[EXERCISE DATA — start]
Issue #8141, opened 2023-02-18
Unable to install via NPM in Angular application


LexanRed:
### Description

When installing vidoe.js via NPM and trying to include it in an Angular 15 application I get all kind of strange errors. 

I assume the guide on https://videojs.com/guides/angular/ is outdated. 

Also when trying to import the player like this: import Player from "video.js/dist/types/player"; 
The errors persist. 

I also tried installing the video.js types. Unfortunately there are no types for v8 yet. 

In anyway, it is not possible to install it via NPM into an Angular 15 application. 

`Error: node_modules/video.js/dist/types/component.d.ts:68:25 - error TS2304: Cannot find name 'Player'.

68     constructor(player: Player, options?: {
                           ~~~~~~


Error: node_modules/video.js/dist/types/component.d.ts:71:8 - error TS1016: A required parameter cannot follow an optional parameter.

71     }, ready: any);
          ~~~~~


Error: node_modules/video.js/dist/types/component.d.ts:117:15 - error TS2304: Cannot find name 'Player'.

117     player(): Player;
                  ~~~~~~

Error: node_modules/video.js/dist/types/event-target.d.ts:9:13 - error TS2395: Individual declarations in merged declaration 'EventTarget' must be all exported or all local.

9 export type EventTarget = () => any;
              ~~~~~~~~~~~


Error: node_modules/video.js/dist/types/event-target.d.ts:18:15 - error TS2395: Individual declarations in merged declaration 'EventTarget' must be all exported or all local.

18 declare class EventTarget {
                 ~~~~~~~~~~~

Error: node_modules/video.js/dist/types/modal-dialog.d.ts:48:25 - error TS2304: Cannot find name 'Player'.

48     constructor(player: Player, options?: {
                           ~~~~~~


Error: node_modules/video.js/dist/types/modal-dialog.d.ts:49:19 - error TS2304: Cannot find name 'Mixed'.

49         content?: Mixed;
                     ~~~~~


Error: node_modules/video.js/dist/types/modal-dialog.d.ts:141:24 - error TS2304: Cannot find name 'Mixed'.

141     fillWith(content?: Mixed): void;
                           ~~~~~


Error: node_modules/video.js/dist/types/modal-dialog.d.ts:164:21 - error TS2304: Cannot find name 'Mixed'.

164     content(value?: Mixed): Mixed;
                        ~~~~~


[...]

Issue #8109, opened 2023-02-05
TypeScript: Property 'on' does not exist on type 'Player'


jdufresne:
### Description

The TypeScript definitions are missing the methods added by the EventedMixin on the Player class.

### Reduced test case

https://github.com/jdufresne/video-js-test

### Steps to reproduce

Files: `test.ts`

```ts
import videojs from "video.js";

const videoEl = document.createElement("video");
const player = videojs(videoEl, {
  sources: [{ src: "https://vjs.zencdn.net/v/oceans.mp4", type: "video/mp4" }],
});
player.on("ended", () => {
  console.log("video ended");
});
```

Compiling this TypeScript results in the following error:

```
$ npx tsc
test.ts:7:8 - error TS2339: Property 'on' does not exist on type 'Player'.

7 player.on("ended", () => {
         ~~
```

### Errors

```
test.ts:7:8 - error TS2339: Property 'on' does not exist on type 'Player'.
```

### What version of Video.js are you using?

8.0.3

### Video.js plugins used.

none

### What browser(s) including version(s) does this occur with?

n/a

### What OS(es) and version(s) does this occur with?

n/a

boris-petrov:
These are the things that I found missing from the v8 types compared to the v7 ones:

On the `Player` type: `controlBar`, `readyState`, `bigPlayButton`, `remoteTextTracks`, `audioTracks`, `on`, `one`, `off`, `trigger`

`player.ready` should set the `this` of the function in the first argument to be the `player` instance.

On `Tech`: `on`, `off`

`AudioTrackList` should extend `AudioTrack[]`.

`TextTrackList` should extend `TextTrack[]`.

insilications:
The v8 types/typing is very incomplete too.

Quimy:
In my case, there was a change in typings from separate package `@types/video.js` to types in videojs itself and it lacks many of the types:

* there is no Player class exposed, previously it was `VideoJsPlayer`
* custom components show errors:
```
const VjsButton = videojs.getComponent('Button');
class FrameControlButton extends VjsButton {
  private frameSkipTime: number;

  constructor(player: VideoJsPlayer, options: { [key: string]: never } = {}) {
    super(player, options);
    this.frameSkipTime = options.frameSkipTime;
  }

  handleClick() {
    this.player().currentTime(this.player().currentTime() + this.frameSkipTime);
  }
}
```
`Type 'Component' is not a constructor function type.`
[...]

PR #8148, opened 2023-02-21
fix(types): Improve Typescript coverage

mister-ben:
Updates to JSDOC, and to the Component constructor to improve the typescript definitions output. Hopefully addresses #8109 and #8141.

- Some fixes to incorrect / incomplete JSDOC
- Typescript doesn't understand JSDOC's `{EventTarget~Event}` syntax and produces broken output when it's encountered (type would end up as `{EventTarget}` but it also unexpectedly turns optional params into required params). These have had to be simplified to unscoped types.
- Imports typedefs into a lot of files, player and tech especially.
- Adds placeholder event methods (`on` etc) to Component. Typescript doesn't support Typescript's `@mixes`/`@mixin` and I've not found another way to get these included in the output other than having the methods present by default. These will be replaced or set to undefined. This approach doesn't seem great. I'm hoping there's a better alternative I'm missing here.

Unresolved
- This does not resolve a couple of typescript errors with tracks (about how classes have been extended) and with `videojs.VERSION`.
- This does not address adding types for `videojs.Vhs`
- Typescript does not believe that a Component retrieved by `getComponent()` can be used as a contructor.

Reference
https://www.typescriptlang.org/docs/handbook/jsdoc-supported-types.html

### DIFF
--- a/src/js/big-play-button.js
+++ b/src/js/big-play-button.js
@@ -6,6 +6,10 @@ import Component from './component.js';
 import {isPromise, silencePromise} from './utils/promise';
 
 /**
+ *  @typedef {import('../event-target').Event} Event
+ */
+
+/**
  * The initial play button that shows before the video has played. The hiding of the
  * `BigPlayButton` get done via CSS and `Player` states.
  *
@@ -34,7 +38,7 @@ class BigPlayButton extends Button {
    * This gets called when a `BigPlayButton` "clicked". See {@link ClickableComponent}
    * for more detailed information on what a click can be.
    *
-   * @param {EventTarget~Event} event
+   * @param {Event} event
    *        The `keydown`, `tap`, or `click` event that caused this function to be
    *        called.
    *
--- a/src/js/button.js
+++ b/src/js/button.js
@@ -104,7 +104,7 @@ class Button extends ClickableComponent {
    * This gets called when a `Button` has focus and `keydown` is triggered via a key
    * press.
    *
-   * @param {EventTarget~Event} event
+   * @param {Event} event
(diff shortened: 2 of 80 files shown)


gjanblaszczyk (approved):

jdufresne:
I tested the PR locally. It resolves the original TypeScript issue form me that I reported in #8109. :+1: 

Thanks!

gkatsev:
Thanks for confirming @jdufresne!

LeeWhite187:
Is there a viable example of this library (video.js) in Angular 15, yet?
I'm having the same problems as this: [8141](https://github.com/videojs/video.js/issues/8141).
I walked through the issue links, and did not find a resolution.

Thanks in advance.

LeeWhite187:
Yeah. I did that workaround...
But, setting that "skipLibCheck" flag also removes some of the benefits of working in Typescript.

Any idea when the Angular-friendly update will release?

gkatsev:
> But, setting that "skipLibCheck" flag also removes some of the benefits of working in Typescript.

Yup, totally get it. It's not an ideal workaround.
One of the issues is that we thought that using types generation based on our pretty good jsdocs would be sufficient, but it seems it isn't. Especially with this change, most of the type errors go away, but there's still some stuff missing like exporting the types as expected from the main package.

We're considering the next steps for improved types support.

LeeWhite187:
No worries. Thanks for the workaround in the meantime.

lfuelling:
Is there an ETA when this fix will be released?
It seems to be not included in v8.3.0, even if it was merged before that release.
[EXERCISE DATA — finish]
EXERCISE AIM. Copy every line from the records above that contains the word "videoEl".

COMPLETED TASK.
const videoEl = document.createElement("video");
const player = videojs(videoEl, {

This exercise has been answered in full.